Gov’t comes under attack over articles in child rights draft law

(Photo: Ameer Khalifeh/Jordan News)
AMMAN— The government came under fire on Wednesday as lawmakers began discussions of the child rights draft law for 2022.

After a heated debate, the Lower House referred the controversial draft to a joint committee comprising the legal and women committees, Al-Mamlaka TV reported.اضافة اعلان

Minister of State for Legal Affairs and head of the Interministerial Committee for Women Empowerment Wafa Bani Mustafa said that Jordan has reservations about articles 14, 20, and 21 of the UN Convention on the Rights of the Child, regarding adoption and a child’s right to change religion.

Bani Mustafa said that the government had taken into consideration the Jordanian “particularities” when drafting the articles.

“The draft law was submitted in compliance with the constitutional amendments approved by the House of Representatives, which speak of the protection of mothers, children, and senior citizens from all forms of abuse and exploitation,” she said.

In addition, the draft law comes as part of Jordan’s commitment to fulfill its international obligations regarding the UN Convention on the Rights of the Child, she added.

“Concerns and reservations raised about the subject of religion are significant,” Bani Mustafa said. Article 14 mentions the right to choose or to change one’s religion.

Last April, the Cabinet approved the 2022 child rights draft law, which came in response to the new constitutional amendments that emphasized child protection.

The Kingdom is a signatory to the Convention on the Rights of the Child, compliance with which requires adaptation to legislative, administrative, and other measures.

Reacting to the proposed draft, head of the Lower House Education and Youth Committee Taleb Al-Sarayrah said that it contains several negative aspects that outweigh any positive sides.

“Certain articles provided in the draft go against Islamic laws and principles,” he said.

“They want to separate the child from his family. It is disturbing to prohibit parents from censoring their children’s communication,” Sarayrah said.

Deputy Ahmad Qatawneh voiced opposition to the draft law, pointing to “plans” aimed at “dismantling” families. 

“When reading the draft, one can feel the absence of Islamic Sharia, and feels that such (international) agreements and organizations seek to build their own version of future generations,” he said.

“The draft law prevents any parental oversight of the child,” Qatawneh added.

He drew attention to the UN Convention on the Rights of the Child, on which he claimed that the proposed draft law was based, saying that the convention suggests that it is possible to remove a child from his/her family.

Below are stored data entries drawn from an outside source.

PR #1840, opened 2018-01-26
Allow SmartForm to use collection or collectionName

justinr1234:


MHerszak:
You are a machine!

SachaG:
Oh, I didn't even know you could specify a function as a propType. 

How much do we really want to do this though? I see how it can be helpful, but then what's the rationale for doing it for this specific prop and not the others?

I just wonder if we're not overthinking things and maybe we should just be throwing an error inside the component's code rather than in a "non-obvious" (to me at least) place like that.

justinr1234:
@SachaG The idea to avoid having to import a collection at file load time. This creates circular dependencies between files that aren't necessary. The collection needs to be accessed at runtime, but when you do `import { collection } from './file.js'` you're creating a circular dependency in some cases. There's no particular need to have a reference to the collection at import time, but there are multiple cases where having it imported is actually wrong. (especially after you continue to upgrade to newer versions of Meteor, node, and babel, which have stricter checking for these things).

SachaG:
Oh yeah I totally get the idea for the PR itself, it's a great idea. I was just thinking out loud about that `propType` thing specifically.

justinr1234:
Oh, the reason for the proptype function was to make it so it's an either-or requirement on the props. https://stackoverflow.com/a/42284491

SachaG:
OK, makes sense. I don't know if we want to systematically do this (there are a lot of other places with the same issue of accepting two props) but we can leave it here ofr now.

PR #1844, opened 2018-01-27
Consolidate getCollection code

justinr1234:


MHerszak:
Just went through the same pain.

PR #1845, opened 2018-01-27
Fix withDocument

MHerszak:


SachaG:
That doesn't seem right?

SachaG:
That doesn't seem right?

MHerszak:
The collection wasn't defined when it reached line 10 'undefined'. How do you mean?

MHerszak:
@SachaG I just check 'Consolidate getCollection code' same fix for withList.

SachaG:
OK, but I meant including 4 commits in the PR? I'll fix it myself.

PR #1847, opened 2018-01-27
Fix React prop warnings for SmartForm

justinr1234:
Most of this has to do with default values: https://github.com/VulcanJS/Vulcan/blob/devel/packages/vulcan-forms/lib/components/FormComponent.jsx#L51

**Checkbox**

- Expects value to be a boolean
- https://github.com/twisty/formsy-react-components/blob/v0.11.1/src/checkbox.js#L21

**CheckboxGroup**

- Expects `value` to be an array
- `formsy-react-components` tries to get `props.value` as an array: https://github.com/twisty/formsy-react-components/blob/v0.11.1/src/checkbox-group.js#L42 which hits the mixin of Formsy: https://github.com/christianalfoni/formsy-react/blob/v0.19.0/src/Mixin.js#L36

**select**
- If the select is of type `multiple`, then the value must be an array
- If the select is NOT `multiple`, then the value must be a scalar
- Therefore, the default value should not be `[]` when `multiple` is not specified. It should be `''`.

### DIFF
--- a/packages/vulcan-forms/lib/components/FormComponent.jsx
+++ b/packages/vulcan-forms/lib/components/FormComponent.jsx
@@ -67,7 +67,7 @@ class FormComponent extends PureComponent {
     } else if (typeof this.props.control === 'string') { // else pick a predefined component
 
       switch (this.props.control) {
-        
+
         case 'number':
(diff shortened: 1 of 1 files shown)


SachaG:
Thanks!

“The draft law provides broad and vague definitions, allowing the child to lodge complaints against parents if they attempt to censor the child or his/her mobile devices,” he said.

“There is a plot that is targeting the next generation. Islamic centers are being shut down and are replaced by summer camps. A child has the right to learn the Quran, and the parents have the right to educate their children about the Quran. I warn against such agreements and conferences that are held in this regard,” Qatawneh added.

Meanwhile, Deputy Ismail Al-Mashaqbeh stressed that it is important to have a law that is in harmony with Jordanian traditions and values, and Islamic law.

Deputy Yanal Fraihat said that the proposed draft “is void of Jordanian and Islamic values and does not stipulate the child’s responsibilities toward his/her parents”.

“The law cannot be taken out of local context, which is linked to global contexts aimed at changing the values on which families are built. There are movements that are targeting such values,” he said.

Fraihat added that the proposed law permits removing the child from the family and enables children to submit complaints against their parents if they exercise some sort of censorship.

He said that several organizations and entities are “spending hundreds of millions to encourage and push children toward atheism” and called for the involvement of religious institutions in the ongoing discussion about the draft law.

“The proposed law wants to strike family values, as no one would be able to impose custodianship over a child or a woman. It is unacceptable that Islamic centers are closed for children while parties and concerts that are being held in Aqaba,” Deputy Suleiman Abu Yahya said.